Imposing the system at the national level makes little practical sense since E-Verify doesn’t function nearly as effectively as its proponents claim. The Cato Institute’s Alex Nowrasteh has noted that the system “is ineffective at detecting illegal immigrant workers.” What’s more, the government’s existing employment verification document, the I-9 form, already “costs employers an estimated 13.48 million man-hours each year.” Nor does E-Verify seem to lead to better outcomes for American workers. Citing Nowrasteh’s research, Reason Senior Editor Brian Doherty wrote in 2020:

How often does E-Verify mistakenly mark people as legally unable to work when they should have been approved? About 0.15 percent of the time, which sounds impressive, but if it were applied to every American worker via federal mandate it would leave more than 187,000 people a year barred from work for no reason at all.

Supporters of national E-Verify argue that the system can be fixed. But making E-Verify work flawlessly and ensuring total compliance from employers would require far more government funding, far more punitive enforcement, and potentially invasive biometric proof of identity—all of which would come back to bite American citizens.

Still, the idea has sticking power on the right. Former United Nations ambassador and current GOP presidential candidate Nikki Haley supports mandatory E-Verify. So do Florida Republicans, who last week passed a bill requiring private businesses with 25 or more employees to use E-Verify.
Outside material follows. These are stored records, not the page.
PR #559, opened 2024-11-12
feat(spotlight): Add self-contained spotlight binary creation

BYK:


Shubhdeep12:
working fine in linux 🚀

packages/sidecar/package.json
```diff
@@ -52,6 +52,6 @@
     "extends": "../../package.json"
   },
   "engines": {
-    "node": ">=18"
+    "node": ">=20"
```
Lms24, line 55: are we dropping support for node 18? This would be a breaking change because Node 18 isn't EOL yet. afaik setting `engines` will only produce a warning in conventional `npm install` runs but if we actually use node 20+ only features, we might still run into incompatibilities.

.changeset/violet-trees-help.md
```diff
@@ -0,0 +1,6 @@
+---
```
Lms24, line 1: if we drop support for Node 18, we need to make this a major release.

Also I noticed we made changes in more packages than listed in the changeset.

Lms24 (commented):
Would you mind adding a small PR description? Looks good to me mostly on first glance but I don't have context around package binary signing and related stuff. Had a q about Node support though.

BYK:
@Lms24 thanks for the review! Updated the PR desc and responded to your question.

packages/sidecar/package.json
Lms24: I'm happy to let you make the call on that! Just wanted to mention that users who are currently using spotlight in a node 18 project (for example, by calling `Spotlight.init()`) might get warnings about spotlight being incompatible if they update their spotlight packages, due to `engines` sepcifying Node 20+. Depending on their npm/package manager settings, this could also throw an error. In SDK-land, we treat this as a breaking change.

BYK: Oh wait, I think I can just revert this but keep the main repo Node version at 22 for many things. I'll see if I can set up a test matrix.

BYK: All fair calls btw, I'm just treating Spotlight a bit looser than SDKs as it is quite new, not widely adopted, and the stakes are much lower compared to SDKs.

.changeset/violet-trees-help.md
BYK: Removed other changes for now so we should be good.

packages/sidecar/package.json
Lms24: That's also fair, no worries!

Lms24 (approved):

If passed by the House, the Secure the Border Act would likely die in the Democratic-held Senate (and Biden has said he would veto it anyway). But the fact remains that the E-Verify proposal would be problematic in ways similar to domestic surveillance measures and vaccine mandates, and it has broad GOP support regardless. Massie is right that Congress shouldn’t give the federal government yet another opportunity to constrain civil liberties and privacy rights.